What you need to do ▸ Filter the listing below down to the lines holding the word "guidance", and copy those lines.

Collected material ▸

PR #1617, opened 2026-03-23
Introduce onboard guidance abstraction layer

gemenerik:
Introduce "onboard guidance" subsystem that generates setpoints onboard the Crazyflie; trajectory following, autonomous navigation, etc. Until now, the High-Level Commander was hard-wired into the stabilizer and commander with no clear interface boundary.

Your response ▸
Introduce onboard guidance abstraction layer
Introduce "onboard guidance" subsystem that generates setpoints onboard the Crazyflie; trajectory following, autonomous navigation, etc. Until now, the High-Level Commander was hard-wired into the stabilizer and commander with no clear interface boundary.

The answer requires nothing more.